Exercise - Every record shown below is to be output exactly.

Material to process -
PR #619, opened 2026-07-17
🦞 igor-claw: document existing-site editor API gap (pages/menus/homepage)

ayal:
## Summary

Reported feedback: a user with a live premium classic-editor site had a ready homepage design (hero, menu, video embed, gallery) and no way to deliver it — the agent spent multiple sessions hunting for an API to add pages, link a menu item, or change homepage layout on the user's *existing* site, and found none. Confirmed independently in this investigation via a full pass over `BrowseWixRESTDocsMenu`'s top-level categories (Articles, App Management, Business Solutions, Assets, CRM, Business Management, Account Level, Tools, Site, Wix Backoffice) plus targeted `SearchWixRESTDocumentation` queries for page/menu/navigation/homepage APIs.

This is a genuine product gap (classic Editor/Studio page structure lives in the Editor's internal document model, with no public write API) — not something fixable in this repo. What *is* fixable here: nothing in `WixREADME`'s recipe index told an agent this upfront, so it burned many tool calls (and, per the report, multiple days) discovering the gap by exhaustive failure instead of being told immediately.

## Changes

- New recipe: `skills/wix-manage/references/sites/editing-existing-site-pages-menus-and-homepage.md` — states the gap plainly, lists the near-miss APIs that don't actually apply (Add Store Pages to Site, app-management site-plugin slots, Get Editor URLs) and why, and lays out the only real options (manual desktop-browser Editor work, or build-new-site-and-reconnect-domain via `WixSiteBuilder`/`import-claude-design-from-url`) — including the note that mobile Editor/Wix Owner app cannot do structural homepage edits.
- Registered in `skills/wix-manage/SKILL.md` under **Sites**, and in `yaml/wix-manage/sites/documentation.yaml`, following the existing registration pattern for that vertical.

Expected output -
PR #619, opened 2026-07-17
🦞 igor-claw: document existing-site editor API gap (pages/menus/homepage)

ayal:
## Summary

Reported feedback: a user with a live premium classic-editor site had a ready homepage design (hero, menu, video embed, gallery) and no way to deliver it — the agent spent multiple sessions hunting for an API to add pages, link a menu item, or change homepage layout on the user's *existing* site, and found none. Confirmed independently in this investigation via a full pass over `BrowseWixRESTDocsMenu`'s top-level categories (Articles, App Management, Business Solutions, Assets, CRM, Business Management, Account Level, Tools, Site, Wix Backoffice) plus targeted `SearchWixRESTDocumentation` queries for page/menu/navigation/homepage APIs.

This is a genuine product gap (classic Editor/Studio page structure lives in the Editor's internal document model, with no public write API) — not something fixable in this repo. What *is* fixable here: nothing in `WixREADME`'s recipe index told an agent this upfront, so it burned many tool calls (and, per the report, multiple days) discovering the gap by exhaustive failure instead of being told immediately.

## Changes

- New recipe: `skills/wix-manage/references/sites/editing-existing-site-pages-menus-and-homepage.md` — states the gap plainly, lists the near-miss APIs that don't actually apply (Add Store Pages to Site, app-management site-plugin slots, Get Editor URLs) and why, and lays out the only real options (manual desktop-browser Editor work, or build-new-site-and-reconnect-domain via `WixSiteBuilder`/`import-claude-design-from-url`) — including the note that mobile Editor/Wix Owner app cannot do structural homepage edits.
- Registered in `skills/wix-manage/SKILL.md` under **Sites**, and in `yaml/wix-manage/sites/documentation.yaml`, following the existing registration pattern for that vertical.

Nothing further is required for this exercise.